Alright kids… so I decided to do this one on Thursday night again. Mostly because I’m on the cusp of getting into the fast heat at Regionals and I wanted the chance to redo if necessary. After it was announced I realized I REALLY don’t want to redo it so I really tried to go hard, but I will if I have to dammit. It was actually worse than I remember it being. I’m just glad it wasn’t 15.5. I’ve never done that one and don’t really ever plan on it! Now onto what you guys can do to improve on your scores from 2 years ago, and brag about how much fitter you are to all of your friends!
Things to consider:
– This workout will be over 10 minutes for 99% of people. That ain’t Fran! That’s double or triple Fran, so pace accordingly. Meaning… thrusters will be unbroken but still not at Fran pace for the more elite, and broken appropriately for 99% of other people. If you know you aren’t elite, do not do all 21 unbroken to start! Unless you like running head first into a wall of hurt. Consider 11/10 or 8/7/6.
– Breaking reps should be done on thrusters, NOT BURPEES. Burpees can be slowed, but if you stop and stand there you’re a ______ (insert self loathing). If you’re breaking burpees you overextended and went too fast early on. (*Note if you are new to CrossFit the self loathing need not apply. I remember the first time I did 50 burpees in a row and I thought it would never end!)

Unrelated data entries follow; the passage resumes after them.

Issue #828, opened 2021-03-23
Power management errors are never reported


zaneb:
The `PowerOn()` and `PowerOff()` method of the ironic Provisioner never return an ErrorMessage, so despite a considerable amount of accounting that is in place for power management errors, none will ever be reported. If changing the power state fails (i.e. ironic accepts our request but is unable to carry it out) we just keep silently trying forever.

To resolve this we will need to implement checking of the LastError field from ironic, along with a force flag as used by other methods such as Adopt() (see #749).

A complication is that after a soft power off failure, we want to attempt a hard power off without flagging an error. However, there's no way to tell if a failed attempt we detect was a soft or hard power off attempt. (Note that the current code flow is unnecessarily confusing: if we start a hard power off then we end up checking on its progress by calling softPowerOff(), even though that is off the table. This code should probably be refactored so that checking the state is common.) A solution would be to say that we will only attempt a soft power off on the first attempt; if it fails we will flag a power management error and once ErrorCount > 0 we will only ever force a hard power off.

dtantsur:
> after a soft power off failure, we want to attempt a hard power off without flagging an error

This sounds like something we could implement in ironic.

zaneb:
> > after a soft power off failure, we want to attempt a hard power off without flagging an error
> 
> This sounds like something we could implement in ironic.

+1, I doubt metal³ is the only potential consumer of that.

sadasu:
> > > after a soft power off failure, we want to attempt a hard power off without flagging an error
> > 
> > 
> > This sounds like something we could implement in ironic.
> 
> +1, I doubt metal³ is the only potential consumer of that.

I would think that each controller needs to make the decision for itself to proceed to the remedial action (in this case a hard power off) when soft power off isn't succeeding.

PR #841, opened 2021-03-30
Better handling of power management errors

sadasu:
Attempts to fix https://github.com/metal3-io/baremetal-operator/issues/828

This fix should have the following components based on the above bug:
1. If Ironic accepts the power state change but is unable to carry it out (expressed via LastError from ironic), that should result in PowerOn() and PowerOff() returning an ErrorMessage. 
2. Refactor PowerOff() in such a way that if soft power off fails, it proceeds to hard power off without reporting an error. It is possible that this logic is moved out of here and into Ironic itself.
3. Add a force flag to the PowerOff() so that it skips soft power off and directly proceeds to hard power off after the previous call results in an error.

### DIFF
--- a/controllers/metal3.io/baremetalhost_controller.go
+++ b/controllers/metal3.io/baremetalhost_controller.go
@@ -1005,7 +1005,7 @@ func (r *BareMetalHostReconciler) manageHostPower(prov provisioner.Provisioner, 
 		"reboot process", desiredPowerOnState != info.host.Spec.Online)
 
 	if desiredPowerOnState {
-		provResult, err = prov.PowerOn()
+		provResult, err = prov.PowerOn(info.host.Status.ErrorType == metal3v1alpha1.PowerManagementError)
 	} else {
 		if info.host.Status.ErrorCount > 0 {
 			desiredRebootMode = metal3v1alpha1.RebootModeHard
--- a/controllers/metal3.io/baremetalhost_controller.go
+++ b/controllers/metal3.io/baremetalhost_controller.go
@@ -1007,7 +1007,10 @@ func (r *BareMetalHostReconciler) manageHostPower(prov provisioner.Provisioner, 
 	if desiredPowerOnState {
 		provResult, err = prov.PowerOn()
 	} else {
-		provResult, err = prov.PowerOff(desiredRebootMode)
+		if info.host.Status.ErrorCount > 0 {
+			desiredRebootMode = metal3v1alpha1.RebootModeHard
+		}
+		provResult, err = prov.PowerOff(desiredRebootMode, info.host.Status.ErrorType == metal3v1alpha1.PowerManagementError)
 	}
 	if err != nil {
 		return actionError{errors.Wrap(err, "failed to manage power state of host")}
--- a/pkg/provisioner/ironic/ironic.go
+++ b/pkg/provisioner/ironic/ironic.go
@@ -1535,16 +1535,22 @@ func (p *ironicProvisioner) PowerOn() (result provisioner.Result, err error) {
 			p.log.Info("waiting for power status to change")
 			return operationContinuing(powerRequeueDelay)
 		}
-		result, err = p.changePower(ironicNode, nodes.PowerOn)
-		switch err.(type) {
-		case nil:
-		case HostLockedError:
-		default:
-			return transientError(errors.Wrap(err, "failed to power on host"))
+		if ironicNode.LastError != "" {
+			p.log.Info("PowerOn operation failed", "msg", ironicNode.LastError)
+			return operationFailed(fmt.Sprintf("PowerOn operation failed: %s",
+				ironicNode.LastError))
 		}
-		p.publisher("PowerOn", "Host powered on")
+		if result, err = p.changePower(ironicNode, nodes.PowerOn); err == nil {
+			p.publisher("PowerOn", "Host powered on")
+			return result, nil
+		}
+		switch err.(type) {
+		case HostLockedError:
+			return retryAfterDelay(powerRequeueDelay)
+		default:
+			return transientError(errors.Wrap(err, "failed to PowerOn node"))
+		}
 	}
-
 	return result, nil
 }
 
@@ -1553,21 +1559,35 @@ func (p *ironicProvisioner) PowerOn() (result provisioner.Result, err error) {
 func (p *ironicProvisioner) PowerOff(rebootMode metal3v1alpha1.RebootMode) (result provisioner.Result, err error) {
 	p.log.Info(fmt.Sprintf("ensuring host is powered off (mode: %s)", rebootMode))
 
-	if rebootMode == metal3v1alpha1.RebootModeHard {
-		result, err = p.hardPowerOff()
-	} else {
-		result, err = p.softPowerOff()
+	if rebootMode != metal3v1alpha1.RebootModeHard && !forceHardPowerOff {
+		if result, err = p.softPowerOff(); err == nil {
+			return result, nil
+		} else {
+			switch err.(type) {
+			// In case of soft power off is unsupported or has failed,
+			// we activate hard power off.
+			case SoftPowerOffUnsupportedError, SoftPowerOffFailed:
+				p.log.Info("soft power off is unsupported or failed. Proceeding to hard power off.")
+				return operationFailed(result.ErrorMessage)
+			case HostLockedError:
+				return retryAfterDelay(powerRequeueDelay)
+			default:
+				return transientError(err)
+			}
+		}
 	}
-	if err != nil {
-		switch err.(type) {
-		// In case of soft power off is unsupported or has failed,
-		// we activate hard power off.
-		case SoftPowerOffUnsupportedError, SoftPowerOffFailed:
-			return p.hardPowerOff()
-		case HostLockedError:
-			return retryAfterDelay(powerRequeueDelay)
-		default:
-			return transientError(err)
+	if rebootMode == metal3v1alpha1.RebootModeHard || forceHardPowerOff {
+		if result, err = p.hardPowerOff(); err == nil {
+			return result, nil
+		} else {
+			switch err.(type) {
+			case HardPowerOffFailed:
+				return operationFailed(result.ErrorMessage)
+			case HostLockedError:
+				return retryAfterDelay(powerRequeueDelay)
+			default:
+				return transientError(err)
+			}
 		}
 	}
 	return result, nil
@@ -1583,6 +1603,11 @@ func (p *ironicProvisioner) hardPowerOff() (result provisioner.Result, err error
 	}
 
 	if ironicNode.PowerState != powerOff {
+		if ironicNode.LastError != "" {
+			p.log.Info("hard power off error", "msg", ironicNode.LastError)
+			result, _ = operationFailed(ironicNode.LastError)
+			return result, HardPowerOffFailed{}
+		}
 		if ironicNode.TargetPowerState == powerOff {
 			p.log.Info("waiting for power status to change")
 			return operationContinuing(powerRequeueDelay)
@@ -1621,6 +1646,8 @@ func (p *ironicProvisioner) softPowerOff() (result provisioner.Result, err error
 		// If the target state is unset while the last error is set,
 		// then the last execution of soft power off has failed.
 		if targetState == "" && ironicNode.LastError != "" {
+			p.log.Info("soft power off error", "msg", ironicNode.LastError)
+			result, _ = operationFailed(ironicNode.LastError)
 			return result, SoftPowerOffFailed{}
 		}
 		result, err = p.changePower(ironicNode, nodes.SoftPowerOff)
--- a/pkg/provisioner/ironic/ironic.go
+++ b/pkg/provisioner/ironic/ironic.go
@@ -1556,10 +1556,10 @@ func (p *ironicProvisioner) PowerOn() (result provisioner.Result, err error) {
 
 // PowerOff ensures the server is powered off independently of any image
 // provisioning operation.
-func (p *ironicProvisioner) PowerOff(rebootMode metal3v1alpha1.RebootMode) (result provisioner.Result, err error) {
+func (p *ironicProvisioner) PowerOff(rebootMode metal3v1alpha1.RebootMode, force bool) (result provisioner.Result, err error) {
 	p.log.Info(fmt.Sprintf("ensuring host is powered off (mode: %s)", rebootMode))
 
-	if rebootMode != metal3v1alpha1.RebootModeHard && !forceHardPowerOff {
+	if rebootMode != metal3v1alpha1.RebootModeHard && !force {
 		if result, err = p.softPowerOff(); err == nil {
 			return result, nil
 		} else {
@@ -1575,9 +1575,9 @@ func (p *ironicProvisioner) PowerOff(rebootMode metal3v1alpha1.RebootMode) (resu
 				return transientError(err)
 			}
 		}
-	}
-	if rebootMode == metal3v1alpha1.RebootModeHard || forceHardPowerOff {
-		if result, err = p.hardPowerOff(); err == nil {
+	} else {
+		// Reboot mode is hard or force flag is set
+		if result, err = p.hardPowerOff(force); err == nil {
 			return result, nil
 		} else {
 			switch err.(type) {
@@ -1590,11 +1590,10 @@ func (p *ironicProvisioner) PowerOff(rebootMode metal3v1alpha1.RebootMode) (resu
 			}
 		}
 	}
-	return result, nil
 }
 
 // hardPowerOff sends 'power off' request to BM node and waits for the result
-func (p *ironicProvisioner) hardPowerOff() (result provisioner.Result, err error) {
+func (p *ironicProvisioner) hardPowerOff(force bool) (result provisioner.Result, err error) {
 	p.log.Info("ensuring host is powered off by \"hard power off\" command")
 
 	ironicNode, err := p.getNode()
@@ -1603,9 +1602,10 @@ func (p *ironicProvisioner) hardPowerOff() (result provisioner.Result, err error
 	}
 
 	if ironicNode.PowerState != powerOff {
-		if ironicNode.LastError != "" {
+		if ironicNode.LastError != "" && !force {
 			p.log.Info("hard power off error", "msg", ironicNode.LastError)
-			result, _ = operationFailed(ironicNode.LastError)
+			result, _ = operationFailed(fmt.Sprintf("hardPowerOff operation failed: %s",
+				ironicNode.LastError))
 			return result, HardPowerOffFailed{}
 		}
 		if ironicNode.TargetPowerState == powerOff {
--- a/pkg/provisioner/ironic/ironic.go
+++ b/pkg/provisioner/ironic/ironic.go
@@ -1559,37 +1559,11 @@ func (p *ironicProvisioner) PowerOn(force bool) (result provisioner.Result, err 
 func (p *ironicProvisioner) PowerOff(rebootMode metal3v1alpha1.RebootMode, force bool) (result provisioner.Result, err error) {
 	p.log.Info(fmt.Sprintf("ensuring host is powered off (mode: %s)", rebootMode))
 
-	if rebootMode != metal3v1alpha1.RebootModeHard && !force {
-		if result, err = p.softPowerOff(); err == nil {
-			return result, nil
-		} else {
-			switch err.(type) {
-			// In case of soft power off is unsupported or has failed,
-			// we activate hard power off.
-			case SoftPowerOffUnsupportedError, SoftPowerOffFailed:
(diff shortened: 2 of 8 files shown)


pkg/provisioner/ironic/ironic.go
```diff
@@ -1743,42 +1743,67 @@ func (p *ironicProvisioner) PowerOn() (result provisioner.Result, err error) {
 
 	if ironicNode.PowerState != powerOn {
 		if ironicNode.TargetPowerState == powerOn {
-			p.log.Info("waiting for power status to change")
-			return operationContinuing(powerRequeueDelay)
+			if ironicNode.LastError != "" {
```
dtantsur, line 1746: Is it "" or nil? From API perspective it's JSON null by default.

pkg/provisioner/ironic/ironic.go
```diff
@@ -1743,42 +1743,67 @@ func (p *ironicProvisioner) PowerOn() (result provisioner.Result, err error) {
 
 	if ironicNode.PowerState != powerOn {
 		if ironicNode.TargetPowerState == powerOn {
```
dtantsur, line 1745: Target states means something is in progress, you won't get a target power state set with last error.

pkg/provisioner/ironic/ironic.go
```diff
@@ -1743,42 +1743,67 @@ func (p *ironicProvisioner) PowerOn() (result provisioner.Result, err error) {
...
-		result, err = p.softPowerOff()
+	softPowerOffSuccessful := true
+
+	if rebootMode != metal3v1alpha1.RebootModeHard && !forceHardPowerOff {
+		if result, err = p.softPowerOff(); err == nil {
+			return result, nil
+		} else {
+			switch err.(type) {
+			// In case of soft power off is unsupported or has failed,
+			// we activate hard power off.
```
dtantsur, line 1783: Honestly, I think this logic should be a new API flag on ironic. It's not BMO specific, and implementing it here needs tracking what action is in progress.

dtantsur (changes requested):

pkg/provisioner/ironic/ironic.go
sadasu: While that API flag is being added in Ironic, how should we handle soft power off failures in BMO?

pkg/provisioner/ironic/ironic.go
sadasu: Thanks for that. Fixed it.

pkg/provisioner/ironic/ironic.go
sadasu: I believe it is "". Also, used here https://github.com/metal3-io/baremetal-operator/blob/master/pkg/provisioner/ironic/ironic.go#L585

controllers/metal3.io/baremetalhost_controller.go
```diff
@@ -932,7 +932,7 @@ func (r *BareMetalHostReconciler) manageHostPower(prov provisioner.Provisioner,
 	if desiredPowerOnState {
 		provResult, err = prov.PowerOn()
 	} else {
-		provResult, err = prov.PowerOff(desiredRebootMode)
+		provResult, err = prov.PowerOff(desiredRebootMode, info.host.Status.ErrorType == metal3v1alpha1.PowerManagementError)
```
sadasu, line 935: Under what circumstances can we expect host.Status.ErrorType to be set in general and specifically to  metal3v1alpha1.PowerManagementError? This fix depends on Ironic setting host.Status.ErrorType to metal3v1alpha1.PowerManagementError when there is an issue while soft or hard powering off a host and that the ironicNode.LastError is also set during these failure scenarios.

pkg/provisioner/ironic/ironic.go
```diff
@@ -1724,39 +1724,60 @@ func (p *ironicProvisioner) PowerOn() (result provisioner.Result, err error) {
 			p.log.Info("waiting for power status to change")
 			return operationContinuing(powerRequeueDelay)
 		}
-		result, err = p.changePower(ironicNode, nodes.PowerOn)
-		switch err.(type) {
-		case nil:
-		case HostLockedError:
-		default:
-			return transientError(errors.Wrap(err, "failed to power on host"))
+		if ironicNode.LastError != "" {
```
zaneb, line 1727: The problem here is that once a LastError shows up we'll always report it as the error message. and never try again. That's why we need a `force` flag to both `PowerOn` and `PowerOff`.

pkg/provisioner/ironic/ironic.go
```diff
@@ -1724,39 +1724,60 @@ func (p *ironicProvisioner) PowerOn() (result provisioner.Result, err error) {
...
-		switch err.(type) {
-		// In case of soft power off is unsupported or has failed,
-		// we activate hard power off.
-		case SoftPowerOffUnsupportedError, SoftPowerOffFailed:
-			return p.hardPowerOff()
-		case HostLockedError:
-			return retryAfterDelay(powerRequeueDelay)
-		default:
-			return transientError(err)
+	if rebootMode == metal3v1alpha1.RebootModeHard || forceHardPowerOff {
```
zaneb, line 1769: This is just the `else` to the `if` above, isn't it?

pkg/provisioner/ironic/ironic.go
```diff
@@ -1772,6 +1793,11 @@ func (p *ironicProvisioner) hardPowerOff() (result provisioner.Result, err error
 	}
 
 	if ironicNode.PowerState != powerOff {
+		if ironicNode.LastError != "" {
```
zaneb, line 1796: This is where we really need the force flag.

pkg/provisioner/ironic/ironic.go
```diff
@@ -1724,39 +1724,60 @@ func (p *ironicProvisioner) PowerOn() (result provisioner.Result, err error) {
...
 // provisioning operation.
-func (p *ironicProvisioner) PowerOff(rebootMode metal3v1alpha1.RebootMode) (result provisioner.Result, err error) {
+func (p *ironicProvisioner) PowerOff(rebootMode metal3v1alpha1.RebootMode, forceHardPowerOff bool) (result provisioner.Result, err error) {
 	p.log.Info(fmt.Sprintf("ensuring host is powered off (mode: %s)", rebootMode))
 
-	if rebootMode == metal3v1alpha1.RebootModeHard {
-		result, err = p.hardPowerOff()
-	} else {
-		result, err = p.softPowerOff()
+	if rebootMode != metal3v1alpha1.RebootModeHard && !forceHardPowerOff {
```
zaneb, line 1752: Given that these two parameters completely overlap in terms of their functionality, I think we should just have the `rebootMode` and push the logic into the caller (it's only called in one place anyway).

controllers/metal3.io/baremetalhost_controller.go
zaneb: It's set on line 942 and cleared on line 956. (There's actually a bug, because it should also be cleared around line 966.) So it will be set whenever an error is reported and cleared whenever we manage to do something (anything) without immediately failing.
This is the right logic for a force flag to ignore the LastError in ironic and retry. Each time a retry is started, the flag will be cleared so if it fails we'll report the error again.
However, I think it's probably the wrong logic for forcing us into the hard power off mode (which is how this param is currently being used). IIRC we discussed implementing it so that we only try a soft power off once and any retries go straight to pulling the plug. For that we want to check for a non-zero ErrorCount, because the ErrorCount doesn't get cleared until the power management operation actually succeeds.

sadasu: Thanks! That was my concern. Updated to use ErrorCount to determine the force flag. Do you want me to take care of the other bug regarding clearing the ErrorType here?

pkg/provisioner/ironic/ironic.go
sadasu: The flag gets passed on to hardPowerOff() so I found it useful to have it as a different parameter. Let me know if you still want this logic to move to the BMH controller after looking at the latest updates.

pkg/provisioner/ironic/ironic.go
sadasu: Fixed that.

pkg/provisioner/ironic/ironic.go
sadasu: Yes, it is. Added a comment to provide clarity.

pkg/provisioner/ironic/ironic.go
sadasu: Fixed it.

pkg/provisioner/ironic/ironic.go
```diff
@@ -1820,6 +1846,8 @@ func (p *ironicProvisioner) softPowerOff() (result provisioner.Result, err error
 		// If the target state is unset while the last error is set,
 		// then the last execution of soft power off has failed.
 		if targetState == "" && ironicNode.LastError != "" {
+			p.log.Info("soft power off error", "msg", ironicNode.LastError)
+			result, _ = operationFailed(ironicNode.LastError)
 			return result, SoftPowerOffFailed{}
```
zaneb, line 1851: Returning the failure as an `error` here instead of putting it directly in `result.ErrorMessage` in inconsistent with every other method that returns (`provisioner.Result, error)`, which we then have to reverse in the caller.
Let's take this opportunity to `return operationFailed(ironicNode.LastError)`.

pkg/provisioner/ironic/ironic.go
```diff
@@ -1782,6 +1802,12 @@ func (p *ironicProvisioner) hardPowerOff() (result provisioner.Result, err error
 	}
 
 	if ironicNode.PowerState != powerOff {
+		if ironicNode.LastError != "" && !force {
+			p.log.Info("hard power off error", "msg", ironicNode.LastError)
+			result, _ = operationFailed(fmt.Sprintf("hardPowerOff operation failed: %s",
```
zaneb, line 1807: This ends up being show to the user, so let's not include method names.

pkg/provisioner/ironic/ironic.go
```diff
@@ -1734,46 +1734,66 @@ func (p *ironicProvisioner) PowerOn() (result provisioner.Result, err error) {
...
+		if result, err = p.softPowerOff(); err == nil {
+			return result, nil
+		} else {
+			switch err.(type) {
+			// In case of soft power off is unsupported or has failed,
+			// we activate hard power off.
+			case SoftPowerOffUnsupportedError, SoftPowerOffFailed:
+				p.log.Info("soft power off is unsupported or failed. Proceeding to hard power off.")
+				return operationFailed(result.ErrorMessage)
+			case HostLockedError:
```
zaneb, line 1772: Maybe this should be a separate commit, but I actually think now we could get rid of all these error types and just returned the `result`/`error` combination we want at the source and ditch this whole switch statement to just `return p.softPowerOff()` (and likewise for `hardPowerOff()`.

pkg/provisioner/ironic/ironic.go
rdoxenham: Agreed on the above. `metal3v1alpha1.RebootMode` has two current states, soft and hard (https://github.com/metal3-io/baremetal-operator/blob/master/apis/metal3.io/v1alpha1/baremetalhost_types.go#L576)

We check the mode requested and act accordingly: https://github.com/metal3-io/baremetal-operator/blob/master/pkg/provisioner/ironic/ironic.go#L1755

pkg/provisioner/provisioner.go
```diff
@@ -139,12 +139,12 @@ type Provisioner interface {
...
 	// PowerOn ensures the server is powered on independently of any image
 	// provisioning operation.
-	PowerOn() (result Result, err error)
+	PowerOn(force bool) (result Result, err error)
 
 	// PowerOff ensures the server is powered off independently of any image
 	// provisioning operation. The boolean argument may be used to specify
 	// if a hard reboot (force power off) is required - true if so.
-	PowerOff(rebootMode metal3v1alpha1.RebootMode) (result Result, err error)
+	PowerOff(rebootMode metal3v1alpha1.RebootMode, forceHardPowerOff bool) (result Result, err error)
```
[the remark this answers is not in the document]
rdoxenham: "Hard" reboot mode as added in https://github.com/metal3-io/baremetal-operator/pull/795 will implement a hard power off. Maybe I'm misunderstanding why we're doing this twice here?

controllers/metal3.io/baremetalhost_controller.go
```diff
@@ -966,9 +966,9 @@ func (r *BareMetalHostReconciler) manageHostPower(prov provisioner.Provisioner,
 		"reboot process", desiredPowerOnState != info.host.Spec.Online)
 
 	if desiredPowerOnState {
-		provResult, err = prov.PowerOn()
+		provResult, err = prov.PowerOn(info.host.Status.ErrorCount != 0)
 	} else {
-		provResult, err = prov.PowerOff(desiredRebootMode)
+		provResult, err = prov.PowerOff(desiredRebootMode, info.host.Status.ErrorCount != 0)
```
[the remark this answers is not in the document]
sadasu: My original reservation with this was that the "desiredRebootMode" really did not change. Only the action we are taking on a PowerOff() failure with soft power off is changing. Hence my interpretation of the force flag.
I see that this is the preferred way to proceed for the community so, I am making this change to the desiredRebootMode.

pkg/provisioner/ironic/ironic.go
sadasu: Done.

pkg/provisioner/ironic/ironic.go
sadasu: Fixed.

pkg/provisioner/ironic/ironic.go
sadasu: Fixed as part of https://github.com/metal3-io/baremetal-operator/pull/841/commits/3d834e33e9b764f21298cd6a3661164133529f8d.

pkg/provisioner/provisioner.go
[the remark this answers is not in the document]
sadasu: @rdoxenham let take a look at the changes you mentioned. I believe this is just augmenting it by performing better error handling starting with how we handle LastError.

pkg/provisioner/ironic/ironic.go
```diff
@@ -1734,46 +1734,41 @@ func (p *ironicProvisioner) PowerOn() (result provisioner.Result, err error) {
...
 // PowerOff ensures the server is powered off independently of any image
 // provisioning operation.
-func (p *ironicProvisioner) PowerOff(rebootMode metal3v1alpha1.RebootMode) (result provisioner.Result, err error) {
+func (p *ironicProvisioner) PowerOff(rebootMode metal3v1alpha1.RebootMode, force bool) (result provisioner.Result, err error) {
 	p.log.Info(fmt.Sprintf("ensuring host is powered off (mode: %s)", rebootMode))
 
-	if rebootMode == metal3v1alpha1.RebootModeHard {
-		result, err = p.hardPowerOff()
+	if rebootMode == metal3v1alpha1.RebootModeSoft {
+		return p.softPowerOff()
```
zaneb, line 1763: It's a little unfortunate that we have to record a user-visible failure here when soft power off isn't supported. This is still an improvement to the readability though, because we're no longer calling `softPowerOff()` to check the state of a hard power off we fell back to.
I think it should be possible to get the best of both in future with some refactoring...

pkg/provisioner/ironic/ironic.go
```diff
@@ -1820,11 +1824,17 @@ func (p *ironicProvisioner) softPowerOff() (result provisioner.Result, err error
 		// If the target state is unset while the last error is set,
 		// then the last execution of soft power off has failed.
 		if targetState == "" && ironicNode.LastError != "" {
-			return result, SoftPowerOffFailed{}
+			p.log.Info("soft power off error", "msg", ironicNode.LastError)
+			return operationFailed(ironicNode.LastError)
```
zaneb, line 1828: The code in this function up to this point is now essentially common to both `softPowerOff()` and `hardPowerOff()`, so we could extract it back up into `PowerOff()`.
With that done we could allow an immediate fall back from SoftPowerOffUnsupported to trying a hard power off without reporting an error, since we'd then only call `softPowerOff()` (or `hardPowerOff()`) at the *start* of a power off attempt.

zaneb (commented):
Thanks Sandhya, this is great.
Seeing this has given me some other ideas for refactorings, but this is a significant improvement by itself so I also wouldn't mind merging it as-is.
/approve

pkg/provisioner/ironic/ironic.go
```diff
@@ -1820,11 +1824,17 @@ func (p *ironicProvisioner) softPowerOff() (result provisioner.Result, err error
 		// If the target state is unset while the last error is set,
 		// then the last execution of soft power off has failed.
 		if targetState == "" && ironicNode.LastError != "" {
-			return result, SoftPowerOffFailed{}
```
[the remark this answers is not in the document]
sadasu: Agree. Done.

pkg/provisioner/ironic/ironic.go
```diff
@@ -1847,12 +1825,16 @@ func (p *ironicProvisioner) softPowerOff() (result provisioner.Result, err error
...
-			return transientError(err)
+			switch err.(type) {
+			case HostLockedError:
+				return retryAfterDelay(powerRequeueDelay)
+			default:
+				return transientError(errors.Wrap(err, "failed to power off host"))
+			}
 		}
 		p.publisher("PowerOff", "Host soft powered off")
 	}
```
sadasu, line 1840: Should we be returning operationComplete() here like hardPowerOff() does?

zaneb: Ideally, yep, good spotting. The default value of result is equivalent to what operationComplete() returns so it doesn't technically make any difference, but from a documentation perspective we should return the result of changePower inside the if statement and operationComplete() outside. I must have missed this when I originally did the result functions.

sadasu:
@rdoxenham @andfasano any chance I can get a 2nd approval from either of you ?

rdoxenham:
> @rdoxenham @andfasano any chance I can get a 2nd approval from either of you ?

sorry, I don't have approve/lgtm rights on metal3-io, only OpenShift :(

pkg/provisioner/ironic/ironic.go
```diff
@@ -1734,46 +1734,41 @@ func (p *ironicProvisioner) PowerOn() (result provisioner.Result, err error) {
 			p.log.Info("waiting for power status to change")
 			return operationContinuing(powerRequeueDelay)
 		}
-		result, err = p.changePower(ironicNode, nodes.PowerOn)
-		switch err.(type) {
-		case nil:
-		case HostLockedError:
-		default:
-			return transientError(errors.Wrap(err, "failed to power on host"))
+		if ironicNode.LastError != "" && !force {
```
andfasano, line 1737: @sadasu (maybe I missed some bits but) can you please clarify the reason to check `ironicNode.LastError` before invoking `changePower`? Couldn't be something to be managed just after checking `changePower`?

sadasu: @andfasano When the 1st call to changePower() resulted in operationContinuing() and when PowerOn() is called again and this time the Last Error is not empty. We do not want to continue to changePower() without reporting the contents of LastError.

andfasano: My point was that, if LastError is set just after a call to changePower(), maybe an immediate `p.getNode()` after it would be sufficient to inspect the node _without_ waiting another loop (with the possibility eventually to return immediately an operationFailed).

In any case, it seems that in the current code the `operationFailed` is invoked just once (the second time). If the problem persists, the subsequent invocations will skip it given that the force flag will result to be set (PowerManagementError)

zaneb: I don't know that there's any reason to think a LastError will show up immediately after calling changePower(). In fact, quite the opposite - I'd expect it to almost always fail because of a timeout.

When the force flag is passed we return success, which will result in `clearError()` being called so that next time around the force flag will be unset and we _will_ report an error if another one occurs. This is consistent with all of the other methods that take a force flag.

If you call changePower first then either you will never see an error that appears asynchronously (presumably all of them, since the purpose of LastError is recording asynchronous errors) or you would have to only call it when the force flag is set, which means you couldn't change the power without first flagging a power management error.

elfosardo (approved):

sadasu:
/cc @maelk @furkatgofurov7 

This has been fixed for a while. I am looking for a /lgtm.

zaneb:
@andfasano can we merge this now?

pkg/provisioner/ironic/ironic.go
andfasano: Ok

andfasano (approved):
Reviewed the latest change and it looks ok to me. AFAIU, part of the duplication and errors check fix will be addressed in #816 

/lgtm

– When you do take momentary rests on thrusters, but you’re not ready to break yet, rest with the bar overhead. Resting in the front rack cuts off your airway and is considerably harder!
– Don’t try to short your range of motion on the thrusters by stopping just below parallel. Go ahead and use the stretch shortening reflex to bounce out of the bottom. It adds a very minimal amount of time and will save your legs for later on.
– This may be getting too technical, but consider widening your grip on thrusters and/or unwrapping your thumbs to get your elbows higher and save your shoulders and triceps. This workout will definitely tax them.
– Keep your heart rate down on burpees by stepping in and out of them. Jumping your feet right to your hands and then jumping over will spike your heart rate quicker.
– Also turn slightly during the jump over instead of a full 180 upon landing.
And that’s about all’s I got! It’s a muscle endurance and aerobic testing workout. It’s also a gut check so you’re going to have to dig deep. The 15’s and 12’s are the worst rounds and then you can see a light at the end of the tunnel as you hit the single digits. Make me proud kids!